## DATA LISTING

PR #1441, opened 2024-02-09
Refactor TOC sanitation

### LINKED ISSUE #660: Footnote ref number in TOC

waylan:
- All postprocessors are run on heading content (not just `RawHtmlPostprocessor`).
- Footnote references are stripped from heading content. Fixes #660.
- A more robust `striptags` is provided to convert headings to plain text. Unlike, markupsafe's implementation, HTML entities are not unescaped.
- Both the plain text `name` and rich `html` <ins>and unescaped raw `data-toc-label`</ins> are saved to `toc_tokens`, which means users can now access the full rich text content of the headings directly from the `toc_tokens`.
- `data-toc-label` is sanitized separate from heading content.
- ~A `html.unescape` call added to `slugify` and `slugify_unicode`, which ensures `slugify` operates on Unicode characters, rather than HTML entities. By including in the functions, users can override with their own slugify functions if they desire.~ <ins>A `html.unescape` call is made just prior to calling `slugify` so that `slugify` only operates on Unicode characters. Note that `html.unescape` is not run on the `name` or `html`.</ins>

Note that this first commit includes minimal changes to the tests to show very little change in behavior (mostly the new `html` attribute of the `toc_tokens` was added). A refactoring of the tests will be in a separate commit.


markdown/extensions/toc.py
```diff
@@ -63,41 +68,81 @@ def unique(id: str, ids: MutableSet[str]) -> str:
     return id
 
 
-def get_name(el: etree.Element) -> str:
```
oprypin, line 66: Removal breaks pymdownx.tabbed

* https://github.com/facelessuser/pymdown-extensions/blob/8f5283f71e8833f1ba0fa0bbe2680e1ad2c6cb19/pymdownx/tabbed.py#L377
* https://github.com/mkdocs/regressions/actions/runs/7848285213/job/21419074861

markdown/extensions/toc.py
oprypin, line 1: There are some regressions when the raw symbols `&` or `<` are used

https://github.com/mkdocs/regressions/actions/runs/7848285213/job/21419076709#step:7:832

https://github.com/mkdocs/regressions/actions/runs/7848285213/job/21419082259#step:7:123

oprypin, line 1: Seems it now sanitizes over mkdocstrings' use case of inserting  `<code class="doc-symbol doc-symbol-toc doc-symbol-function">`

oprypin (commented):
Seems like a good direction to move in :)

I did a cursory check whether the change affects performance on a large MkDocs site, and seems it doesn't!

waylan:
In my initial commit, I deleted a couple public functions which are no longer needed. I probably should have left them in and marked them as deprecated instead. Do we need to do that? Are others calling them?

Also, it occurs to me that these changes could result in various slugs being different, which would break existing links out in the wild. True, none of the slugs in our own tests are changed, but by fully rendering the HTML before generating a slug could result in additional/different content from any third-party extensions that make use of postprocessors.

markdown/extensions/toc.py
oprypin: Forgot link: https://github.com/mkdocs/regressions/actions/runs/7848285213/job/21419076447

markdown/extensions/toc.py
waylan: Good to know. We will need to restore and mark deprecated then. With a quick glance at that code, presumably the new functions should be usable there. But we need to provide a graceful migration path.

markdown/extensions/toc.py
waylan: Those appear to be related to slugifying HTML entities. Will need to take a closer look at that. It may be that the old code was handling this poorly and so this is an improvement.

waylan: It looks like `show_symbol_type_toc: true` is no longer working. Will need to investigate.

waylan: @oprypin where are the source for those? I'm trying to determine what the Markdown input was so I can replicate.

oprypin: https://github.com/search?q=repo%3Aikrima%2Fgamedevguide+%22Commands+for+toggling+debug%22&type=code

https://github.com/search?q=repo%3Aspaceship-prompt%2Fspaceship-prompt+%2FDo.%2Bspaceship.%2Bremove%2F&type=code

waylan: Okay, I found the first one

https://github.com/ikrima/gamedevguide/blob/464aaca2973931f50503de85db650561179b54ed/docs/ue4guide/performance-optimization/tolva-tool/tolva-perf-tool-helpers.md?plain=1#L247C1-L247C47

It turns out the behavior of Markdown is exactly the same before and after the change. 

### Before

```python
>>> md = markdown.Markdown(extensions=['toc'])
>>> md.convert('## Commands for toggling debug & perf markers:')
'<h2 id="commands-for-toggling-debug-perf-markers">Commands for toggling debug &amp; perf markers:</h2>'
>>> md.toc_tokens
[{'level': 2, 'id': 'commands-for-toggling-debug-perf-markers', 'name': 'Commands for toggling debug &amp; perf markers:', 'children': []}]
```

### After

```python
>>> md = markdown.Markdown(extensions=['toc'])
>>> md.convert('## Commands for toggling debug & perf markers:')
'<h2 id="commands-for-toggling-debug-perf-markers">Commands for toggling debug &amp; perf markers:</h2>'
>>> md.toc_tokens
[{'level': 2, 'id': 'commands-for-toggling-debug-perf-markers', 'name': 'Commands for toggling debug &amp; perf markers:', 'html': 'Commands for toggling debug &amp; perf markers:', 'children': []}]
```

The difference in the regression test is the addition of `amp` in the slug/id of the heading. I'm assuming a custom/third party slugify function is being used. The difference is that I moved the `html.unescape` call to be within the `slugify` method. And that means third party replacement methods would need to do the same. My thinking was that this could be customizable by the user via the method, but there is no graceful way to make that change without changing existing slugs (and breaking links). So I may need to revert that by moving the call out of slugify (to be called right before slugify).

waylan: > I'm assuming a custom/third party slugify function is being used.

Yep, I assumed correctly. See config here: https://github.com/ikrima/gamedevguide/blob/464aaca2973931f50503de85db650561179b54ed/mkdocs.yml#L102

@facelessuser he is using your slugify function. Do you have any thoughts about this?

oprypin: There's not much to think about. Slugify implementations always operated on text, it doesn't make any sense to suddenly start passing text with HTML entities to them

tests/test_extensions.py
oprypin, line 1: A user showed another edge case here https://github.com/mkdocs/mkdocs/issues/3357#issuecomment-1937863852

Would be good to add a unittest for this.

Behavior at master (bad):

```pycon
>>> import markdown
>>> md = markdown.Markdown(extensions=['toc'])
>>> md.convert('## <foo@example.org>')
'<h2 id="amp102amp111amp111amp64amp101amp120amp97amp109amp112amp108amp101amp46amp111amp114amp103"><a href="&#109;&#97;&#105;&#108;&#116;&#111;&#58;&#102;&#111;&#111;&#64;&#101;&#120;&#97;&#109;&#112;&#108;&#101;&#46;&#111;&#114;&#103;">&#102;&#111;&#111;&#64;&#101;&#120;&#97;&#109;&#112;&#108;&#101;&#46;&#111;&#114;&#103;</a></h2>'
>>> md.toc_tokens
[{'level': 2,
'id': 'amp102amp111amp111amp64amp101amp120amp97amp109amp112amp108amp101amp46amp111amp114amp103',
'name': '\x02amp\x03#102;\x02amp\x03#111;\x02amp\x03#111;\x02amp\x03#64;\x02amp\x03#101;\x02amp\x03#120;\x02amp\x03#97;\x02amp\x03#109;\x02amp\x03#112;\x02amp\x03#108;\x02amp\x03#101;\x02amp\x03#46;\x02amp\x03#111;\x02amp\x03#114;\x02amp\x03#103;',
'children': []}]
```

Behavior with this PR (good):

```pycon
>>> md = markdown.Markdown(extensions=['toc'])
>>> md.convert('## <foo@example.org>')
'<h2 id="fooexampleorg"><a href="&#109;&#97;&#105;&#108;&#116;&#111;&#58;&#102;&#111;&#111;&#64;&#101;&#120;&#97;&#109;&#112;&#108;&#101;&#46;&#111;&#114;&#103;">&#102;&#111;&#111;&#64;&#101;&#120;&#97;&#109;&#112;&#108;&#101;&#46;&#111;&#114;&#103;</a></h2>'
>>> md.toc_tokens
[{'level': 2,
'id': 'fooexampleorg',
'name': '&#102;&#111;&#111;&#64;&#101;&#120;&#97;&#109;&#112;&#108;&#101;&#46;&#111;&#114;&#103;',
'html': '<a href="&#109;&#97;&#105;&#108;&#116;&#111;&#58;&#102;&#111;&#111;&#64;&#101;&#120;&#97;&#109;&#112;&#108;&#101;&#46;&#111;&#114;&#103;">&#102;&#111;&#111;&#64;&#101;&#120;&#97;&#109;&#112;&#108;&#101;&#46;&#111;&#114;&#103;</a>',
'children': []}]
```

vedranmiletic:
FWIW, I installed this using

```
pip install git+https://github.com/Python-Markdown/markdown.git@refs/pull/1441/head
```

and tested it on [my group's website page that had issues](https://group.miletic.net/hr/nastava/materijali/web-arhitekture/), angle brackets are removed correctly and the e-mails show up nicely. Not sure I can help with actual code review, but from a user's perspective, this fixes the issue.

markdown/extensions/toc.py
waylan: This was backed out.

tests/test_extensions.py
waylan: A test was added for this. Thank you.

markdown/extensions/toc.py
waylan: @pawamoy if you have any input on this that would be appreciated.

I can never remember how mkdocstrings implements `show_symbol_type_toc: true` so I'm making notes this time.

- For each object/class/function/method, mkdocstrings-python uses a template to render Markdown as found under [python/src/mkdocstrings_handlers/python/templates/material/_base](https://github.com/mkdocstrings/python/tree/eaf9b8240069f7369f401fe048892043c8b173d3/src/mkdocstrings_handlers/python/templates/material/_base).
- Each template creates a `heading` object and assigns some text to a  `toc_label` attribute (see [module](https://github.com/mkdocstrings/python/blob/eaf9b8240069f7369f401fe048892043c8b173d3/src/mkdocstrings_handlers/python/templates/material/_base/module.html#L19-L25) as an example.
- mkdocstrings then uses that to build the Markdown heading and [assigns](https://github.com/mkdocstrings/mkdocstrings/blob/628f3af226bbd76b58d51baf0628cbbee4260ba1/src/mkdocstrings/handlers/base.py#L310) the value of `toc_label` to the `data-toc-label` attribute of the heading.
- The TOC extension then parses that Markdown and uses the `data-toc-label` when building the toc_token, which MkDocs then uses to build the TOC of the page.

The problem is that the `toc_label`/`data-toc-label` contains raw HTML when `show_symbol_type_toc: true`. For example, for the `markdown` module, the value would be `<code class="doc-symbol doc-symbol-toc doc-symbol-module"></code>&nbsp;markdown`. Note that the `code` tag contains no content, but it is assigned a set of classes which will result in the provided CSS inserting the correct symbol in the TOC for a module.

As first glance, it would seem that this never would have worked. In fact, before the changes in this PR, we called `code_escape` on the content of `data-toc-label`. However, that was called before any placeholders were swapped for raw HTML. Presumably, by using raw HTML mkdocstrings was bypassing sanitation. I consider this to be a bug in the old implementation. In fact, the old `stashedHTML2text` function (called after `code_escape`) is also supposed to strip tags from the raw HTML. So, if things were working as intended, mkdocstrings would never have been able to implement their existing solution.

The new implementation in this PR actually implements the intended behavior and so mkdocstrings' hack is no longer possible. This puts me in the same conundrum as MkDocs with page titles. If MkDocs strips tags from all page titles, then mkdocstrings companion feature `show_symbol_type_heading` would stop working because the similar raw HTML would be stripped from headings. But I digress.

I see 3 possible ways forward:

1. Leave the PR as-is and mkdocsstrings will be broken until they find a different solution.
2. Change the intended behavior to allow raw HTML in `data-toc-label` .
3. Provide a mechanism to pass the raw value of `data-toc-label`  along with the sanitized version in the `toc_tokens`.

I find option 1 attractive because I am fixing a bug which was never supposed to exist. However, I understand why this would be undesirable to the mkdocstrigns devs. I wouldn't like it if I was in their shoes. Option 3 only adds more complexity to an already more complex token API and would require changes by both mkdocs and mkdocstrings, so not exactly a graceful change.

And that leaves option 2. I should note that I am assuming what the intended behavior was when this was originally developed. Unfortunately, sanitizing the main content of the heading and the content of `data-toc-label`  was done with the same code, so it is not clear why all of the various function calls were there. However, in some cases, raw HTML would not make it through, but in others it would. mkdocstrings just happened to find an edge case that worked for their needs. However, now that sanitizing the main heading content and sanitizing `data-toc-label` are separated, we can do whatever we want with the value of `data-toc-label`.

One complication I should note is that if we remove the calls to `strip_tags` and `escape_cdata` for the content of `data-toc-label`, then, while the `toc_token` will contain usable raw HTML, the rendered `toc` (using the `[TOC]` marker) will get escaped raw HTML when passed through Markdown's seralizer. This potential inconsistency is why the intended behavior is to assume that no raw HTML is permitted in `data-toc-label`. The general thinking of this code change is to fully render the content of a heading (all Markdown and raw HTML), then to extract the plain text and use that as the TOC entry. However, if we want to preserve the raw HTML for the `[TOC]` when passing through the serializer, then we need to use the unrendered content of `data-toc-label`. And that means that the code which builds the HTML toc (within the extension) needs different data that what `toc_tokens` contain. Uhg. To implement option 2 we also need to implement option 3. Every way I look at this, option 1 is the most attractive to me. Maybe there is something obvious I'm missing.

pawamoy: Thanks for tagging me @waylan. I was following this discussion but didn't have much to bring to the table. Basically: I don't mind breaking changes, as long as there actually*is* a solution for mkdocstrings to keep its features. Is there, with this PR merged? I understand the need to sanitize things, but does it leave us an escape hatch to customize headings, navigation and ToC with HTML (at least spans with classes)? Where is this escape hatch? If not in Markdown extensions, MkDocs plugins? MkDocs themes? I would appreciate some guidance on where to look for a solution if this PR is going to be merged as is 🙂

waylan: Apparently, I'm still not clear on how mkdocstrings works here. I just tried this on the pre-this-fix version of Markdown and this is what I get:

```python
>>> md = markdown.Markdown(extensions=['toc', 'attr_list'])
>>> md.convert('# Header {data-toc-label="<code class=\"doc-symbol doc-symbol-toc doc-symbol-module\"></code>&nbsp;markdown"}')
'<h1 id="header">Header</h1>'
>>> md.toc_tokens
[{'level': 1, 'id': 'header', 'name': '&nbsp;markdown', 'children': []}]
```

Specifically, the `code` tag is stripped out of the `toc_tokens`. Or more specifically, the behavior is exactly the same (with the exception of the new `html` attribute) before and after the change. So I don't understand how mkdocstrings is preserving the `code` tag in `data-toc-label`.

pawamoy: Once Jinja templates have been rendered to HTML, this HTML is stashed, and only headings are reinserted:

https://github.com/mkdocstrings/mkdocstrings/blob/628f3af226bbd76b58d51baf0628cbbee4260ba1/src/mkdocstrings/extension.py#L124-L130

The headings coming from docstrings are recorded in a nested Markdown converter:

https://github.com/mkdocstrings/mkdocstrings/blob/628f3af226bbd76b58d51baf0628cbbee4260ba1/src/mkdocstrings/handlers/rendering.py#L213-L222

https://github.com/mkdocstrings/mkdocstrings/blob/628f3af226bbd76b58d51baf0628cbbee4260ba1/src/mkdocstrings/handlers/base.py#L362-L371 

While the HTML headings coming from Jinja templates are recorded by our `do_heading` Jinja filter:

https://github.com/mkdocstrings/mkdocstrings/blob/628f3af226bbd76b58d51baf0628cbbee4260ba1/src/mkdocstrings/handlers/base.py#L306-L313

Later, right after `toc` has finished processing these headings, we remove these headings since theyll appear again after the HTML is unstashed:

https://github.com/mkdocstrings/mkdocstrings/blob/628f3af226bbd76b58d51baf0628cbbee4260ba1/src/mkdocstrings/extension.py#L235-L249

Maybe the important bit here is that headings are written directly as HTML (never Markdown), then stashed and unstashed at the end. Or maybe it's how the heading filter works:

https://github.com/mkdocstrings/mkdocstrings/blob/628f3af226bbd76b58d51baf0628cbbee4260ba1/src/mkdocstrings/handlers/base.py#L318-L337

waylan: > While the HTML headings coming from Jinja templates are recorded by our `do_heading` Jinja filter:

I got everything up to this point. It's what happens after this, that I can't seem to follow.

> Later, right after `toc` has finished processing these headings, we remove these headings since theyll appear again after the HTML is unstashed:

All this does is extract the text of an element (and its children) and insert that as text of the parent. But if that text is raw HTML, it will get escaped when the parent is serialized. So I'm not sure how that works. And its not clear to me what this is even supposed to accomplish.

> Maybe the important bit here is that headings are written directly as HTML (never Markdown), then stashed and unstashed at the end. Or maybe it's how the heading filter works:
> 
> https://github.com/mkdocstrings/mkdocstrings/blob/628f3af226bbd76b58d51baf0628cbbee4260ba1/src/mkdocstrings/handlers/base.py#L318-L337

This is the bit that really confuses me. It seems to me that the `do_heading` method is called by mkdocstrings' jinja templates. So this is called before Markdown is even run right? And this returns raw HTML, inserting that raw HTML into a Markdown document, which Markdown would escape and/or strip. Seems to me like it should be stashing the raw HTML and returning some placeholder text and then the _PostProcessor should be stepping through `md.toc_tokens` and swaping out placeholders for the stashed raw HTML.  As a reminder, once the `toc` extension is done running, the `toc_tokens` are in their final state. So any processor which runs after them could modify them in any way without concern that Markdown will alter them further.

## EXERCISE INSTRUCTIONS
From the entries above, copy every line that holds the word "appear".

## ANSWER SPACE
waylan: Those appear to be related to slugifying HTML entities. Will need to take a closer look at that. It may be that the old code was handling this poorly and so this is an improvement.
Later, right after `toc` has finished processing these headings, we remove these headings since theyll appear again after the HTML is unstashed:
> Later, right after `toc` has finished processing these headings, we remove these headings since theyll appear again after the HTML is unstashed:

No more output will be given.